Sunday, August 18, 2002

This letter to the Philadelphia Inquirer tells an interesting story of an investment analyst getting slapped with lawsuits and confronted with an unfriendly judge and an unfriendly media.


I earn my living on Wall Street by researching companies I believe to be long on hype and short on substance. Some of the companies I research go beyond hype. Over 30 of the companies I have researched were ultimately discovered to be frauds. They include some of the largest recent Internet and telecom scams. The business press published our opinions about these companies long before their falls.

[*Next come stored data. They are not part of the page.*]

PR #1173, opened 2026-08-26
refactor(channels): lift the transport boilerplate into shared helpers

### LINKED ISSUE #565: Lift the channel transport boilerplate into base.py helpers

OchnikBartek:
Four transport blocks were copied across the three channel adapters, so a change to any had to be made at 6–10 sites by hand and a fourth channel would copy them all again.

## What changed

- **`split_thread(id) -> (channel, thread)`** in `base.py` — replaces the `channel, _, root = id.partition(":")` unpack at 3 Mattermost + 3 Slack sites; `channel_key` now calls it too, so "which channel is this" has one implementation.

One of the smallest, least consequential, and most hyped and troubling companies I have researched is headquartered in Philadelphia and headed by Dr. William A. Carter. Hemispherx Biopharma Inc. has been ordered by regulators to stop promoting its drug, Ampligen, because it never had been approved for marketing anywhere despite 30 years of experimentation. It was taken public by Wall Street basement-level brokers who were later criminally convicted of securities fraud, money laundering and stock price manipulation. My research on this company is available on the Internet.


[...]

Philadelphia Common Pleas Court Judge Albert W. Sheppard ruled in favor of Hemispherx and against me in nearly every pre-trial ruling. He made a dubious ruling on jurisdiction even though I hadn't even been in Philadelphia for 20 years and then decided that Hemispherx would be treated as a private plaintiff in his courtroom, even though it is a public company and despite the importance of public debate about the safety of its product. As an added bonus, Sheppard ruled that I could not mention many of the facts my research had uncovered; I was on trial for giving an opinion and was unable to show the jury the factual basis of my opinion.

Despite the "Sheppard-handicap," I won the jury's verdict on every single point. Then, 12 days before this paper published a story about the trial, Sheppard ordered a new trial. The story calls Sheppard a problem solver and me a problem Sheppard could not solve. What problem did Sheppard need to solve? Are there too many analysts warning investors of possible problems? Who is the problem? An individual who offers the public his opinion or a judge whose aggressive anti-free speech rulings precluded a full airing of the facts about this company?